> **What is expected**
Only one span of the listing below should come back. It runs from the line with "done @Chef-Chungus" through the line with "would be undefined?", and each of its lines must be reproduced exactly.

········

PR #1228, opened 2021-05-17
feat (prediction) use user language for tradingview

ciruz:
Noticed the language in the TradingView is hardcoded so I extended it, now the language from the user settings getting used in the TradingView.

image

image

If the language isn't available, the TradingView widget will be english by default (so no issues with incompatible codes).

Some language codes from PCS are not compatible with the TradingView widget, since their language codes are also a little inconsistent at some point (german is "de_DE", spanish is "es").

image

I'm not sure about this one, maybe one day someone extend the language interface ex. for a tradingview language, to be fully compatible:

image


src/views/Predictions/components/TradingView.tsx
```diff
@@ -38,19 +39,20 @@ const initializeTradingView = (TradingViewObj: any, theme: DefaultTheme) => {
 }
 
 const TradingView = () => {
+  const { currentLanguage } = useContext(LanguageContext);
```
hachiojidev, line 42: `const { currentLanguage } = useTranslation()`

hachiojidev (changes requested):
Nice work, just one thing to adjust.

Chef-Chungus:
@ciruz - Please run prettier on this one too

src/views/Predictions/components/TradingView.tsx
ciruz: thanks

ciruz:
done @Chef-Chungus

hachiojidev (approved):

PR #1235, opened 2021-05-18
Bugfix/ifo harvest

hachiojidev:


src/config/constants/ifo.ts
```diff
@@ -32,7 +32,7 @@ const ifos: Ifo[] = [
     campaignId: '511100000',
     articleUrl: 'https://pancakeswap.medium.com/hot-cross-hotcross-ifo-to-be-hosted-on-pancakeswap-10e70f1f6841',
     tokenOfferingPrice: 0.05,
-    isV1: false,
+    version: 2,
```
hachiojidev, line 35: Using `version` is more scalable in my opinion. Undoubtedly there will be a version 3+ as we grow.

hachiojidev:
This PR is waiting on a community member to verify it works.

Chef-Chungus (approved):

PR #1242, opened 2021-05-18
test: Added test to check new farms' factory address

hachiojidev:


src/__tests__/config/farms.test.ts
```diff
@@ -1,18 +1,21 @@
...
+import { Farm } from 'state/types'
 import { getBep20Contract, getLpContract } from 'utils/contractHelpers'
 
-const farmsToTest = farms.filter((farm) => farm.pid !== 0)
+const farmsToTest: [number, Farm][] = farms.filter((farm) => farm.pid !== 0).map((farm) => [farm.pid, farm])
 
 describe('Config farms', () => {
-  it.each(farms.map((farm) => farm.pid))('Farm #%d has an unique pid', (pid) => {
+  it.each(farmsToTest)('Farm #%d has an unique pid', (pid) => {
     const duplicates = farms.filter((f) => pid === f.pid)
```
ChefHutch, line 9: I'm kinda surprised this works... but I might be being dim.

Isn't `f` now an array like: `[number, Farm]`. So `f.pid` would be undefined?

ChefHutch: Being dim. `farms` is the const, `farmsToTest` is the array

hachiojidev: This is just so that when it prints in the console it just prints the `pid`

Chef-Chungus (approved):

PR #1244, opened 2021-05-18
Chore/Replace api prices with farm prices

ChefHutch:
Preview: https://farm-pools-prices.netlify.app/pools

### Replace API price data with LP price data for:

**Pools**
- APR / APY balances & calculation modals
- Staked/earned $ values
- Staking/unstaking modal $ values

**IFO**
- LP token price

-------

**To do in next PR:**
- Farms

········

> **Solution below**
done @Chef-Chungus

hachiojidev (approved):

PR #1235, opened 2021-05-18
Bugfix/ifo harvest

hachiojidev:


src/config/constants/ifo.ts
```diff
@@ -32,7 +32,7 @@ const ifos: Ifo[] = [
     campaignId: '511100000',
     articleUrl: 'https://pancakeswap.medium.com/hot-cross-hotcross-ifo-to-be-hosted-on-pancakeswap-10e70f1f6841',
     tokenOfferingPrice: 0.05,
-    isV1: false,
+    version: 2,
```
hachiojidev, line 35: Using `version` is more scalable in my opinion. Undoubtedly there will be a version 3+ as we grow.

hachiojidev:
This PR is waiting on a community member to verify it works.

Chef-Chungus (approved):

PR #1242, opened 2021-05-18
test: Added test to check new farms' factory address

hachiojidev:


src/__tests__/config/farms.test.ts
```diff
@@ -1,18 +1,21 @@
...
+import { Farm } from 'state/types'
 import { getBep20Contract, getLpContract } from 'utils/contractHelpers'
 
-const farmsToTest = farms.filter((farm) => farm.pid !== 0)
+const farmsToTest: [number, Farm][] = farms.filter((farm) => farm.pid !== 0).map((farm) => [farm.pid, farm])
 
 describe('Config farms', () => {
-  it.each(farms.map((farm) => farm.pid))('Farm #%d has an unique pid', (pid) => {
+  it.each(farmsToTest)('Farm #%d has an unique pid', (pid) => {
     const duplicates = farms.filter((f) => pid === f.pid)
```
ChefHutch, line 9: I'm kinda surprised this works... but I might be being dim.

Isn't `f` now an array like: `[number, Farm]`. So `f.pid` would be undefined?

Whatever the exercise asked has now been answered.